O jovem colocou o pedaço de papel no bolso e se dirigiu ao porão. Era um lugar escuro, úmido e com muitas quinquilharias. Era ali que John se afastava do mundo e ia fazer o que mais gostava: fabricar relógios. Em toda aquela técnica ele via algo de sensacional, algo que lhe dava prazer. Quando era ainda criança, aprendeu a consertar relógios com seu avô, não tardou, aprendeu a fabricá-los. Sentia-se realmente importante naquele momento. Sentia que suas mãos eram instrumentos divinos, embora não tivesse deixado de acreditar em Deus depois que sua amada esposa falecera. Às vezes, quando estava sozinho em sua cama e não conseguia dormir, lembrava do sorriso de Beatrice: como ela era doce. Nem quando estava com raiva dele, quando ficava até tarde trabalhando, ela era rude. De tão delicada, parecia uma rosa.

John se sentia culpado pela morte da esposa. Embora o médico tenha feito todo o necessário para deixar sua esposa viva, ela não resistiu. Chegou a amaldiçoar seu filho, que tirou a vida de sua amada. Mas Beatrice queria tanto um filho que ele se sentia obrigado a isso. Talvez ela desejasse tanto por não receber a devida atenção do esposo. E de fato, isso acontecia. A bela sentia-se sozinha e isso era claramente observado. Quando viu a barriga crescendo, se encheu de alegria, parecia uma outra mulher. Tudo era o bebê. Tudo era para o bebê. John chegou a sentir ciúmes da criança, pois aquele “forasteiro”, como se referia ao filho, era mais merecedor da atenção de Beatrice que ele.

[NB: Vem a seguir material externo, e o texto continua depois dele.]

PR #1049, opened 2026-09-19
Keep both statistics tests inside their budgets on the deep runner

### LINKED ISSUE #1048: Both tests of `OptimizeMojoStatisticsTest` hang the deep build, for two unrelated reasons
The deep suite is red again in
[run 35438436667](https://github.com/objectionary/hone-maven-plugin/actions/runs/35438436667):
`generatesStatisticsWithoutDocker` times out after 180s and
`generatesStatisticsWithDocker` after 600s, while every other test in the run
passes. Two separate defects meet in that one class.

`generatesStatisticsWithoutDocker`
(`src/test/java/org/eolang/hone/OptimizeMojoStatisticsTest.java:40`) sets
`debug=true`, which runs `entry.sh` and `rewrite.sh` under `set -x`. That
trace lands on the script's stderr, and `OptimizeMojo.java:714` runs the
script through `Jaxec.exec()`, which does not read the child's pipes until the
child has exited (yegor256/jaxec#165). Once the trace fills the 64 KiB pipe
buffer the script blocks in `write()` and neither side ever moves again. The
fixture is right on the edge: its two classes produce 61,875 bytes of trace,
and 239 of those bytes' worth of lines name the project directory, so the
runner's longer checkout path is enough to cross the line. On a real project
`debug=true` would cross it far earlier.

`generatesStatisticsWithDocker` (same file, line 50) has `@Timeout(600)` but
pays for a cold `docker build` whenever it is the first test in the run to
force Docker. `BuildMojo.java:68` returns early when host `phino` is on the
PATH, so every test that does not set `alwaysWithDocker` skips the image
build, and the image is built from scratch — GHC and `cabal install phino` —
by whichever forcing test surefire happens to schedule first. In the earlier
attempt of the same run that test was
`OptimizeMojoRulesTest.optimizesJustOneLargeJnaClass`, which carries no
`@Timeout` at all, took 858.3s and left the statistics Docker test to finish
in 12s. In the later attempt the statistics class ran first and the same build
blew its 600s budget.

Give `generatesStatisticsWithDocker` the 1200s budget the other forced-Docker
test already has (`OptimizeMojoTest.java:131`), and keep
`generatesStatisticsWithoutDocker` under the pipe limit by dropping
`debug=true`, which none of its assertions need, until jaxec is fixed.

yegor256:
Two small changes to `OptimizeMojoStatisticsTest`. The host-path test no
longer passes `debug=true`, and the Docker test's timeout goes from 600s
to 1200s, the same budget the other forced-Docker test already has.

Both tests died in the last deep run and they died for different reasons.
With `debug=true` the scaffolding traces itself with `set -x`, which is
over 60 KiB of stderr for the two classes in that fixture, and jaxec
reads none of a child's output until the child has exited
(yegor256/jaxec#165) — so the script fills the 64 KiB pipe, blocks in
`write()`, and the build hangs forever. The measured trace was 61,875
bytes on my laptop, just under the limit, and the runner's longer
checkout path is what pushes it over. The Docker test, meanwhile, pays
for a cold `docker build` whenever surefire happens to schedule it before
`optimizesJustOneLargeJnaClass` — every other test skips the image build
now that phino sits on the host PATH — and building GHC and phino from
source does not fit in ten minutes.

The `debug=true` removal is temporary and carries a puzzle: once jaxec is
fixed and bumped here, the option goes back, since nothing else covers
debug mode on the host path. Worth knowing that the same deadlock is
waiting for any user who turns `<debug>true</debug>` on for a real
project.

Closes #1048


yegor256:
@yegor256 could you have a look when you get a chance? Glad to explain either half of it in more detail.

yegor256:
Updated: jaxec 0.6.1 is out with the fix, so this now bumps the dependency instead of turning debug off, and the puzzle is gone.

John parou um instante de consertar o relógio do Mr. Jakes, olhou em volta e pensou que talvez aquele bilhete não fosse uma simples brincadeira. Seria provável que Sali tivesse deixado para ele a receita da felicidade. Pensou que talvez, com esse relógio mágico nas mãos, pudesse recuperar a esposa que tanto amava. Ele pegou o bilhete do bolso e começou a ler. Arrumou as peças e os instrumentos de que iria precisar e começou o trabalho.

O jovem trabalhou duas semanas sem parar. Parecia que o relógio não queria ficar pronto. Quando os ponteiros enfim se mexeram, John mal conseguia segurar as lágrimas. Imediatamente ele pensou no que iria fazer, será que voltar no tempo e não deixar que Beatrice engravidasse seria uma boa idéia. Ele pensou e decidiu: voltaria no tempo e recuperaria a vida de antes ao lado de sua amada e não permitiria jamais que ela engravidasse.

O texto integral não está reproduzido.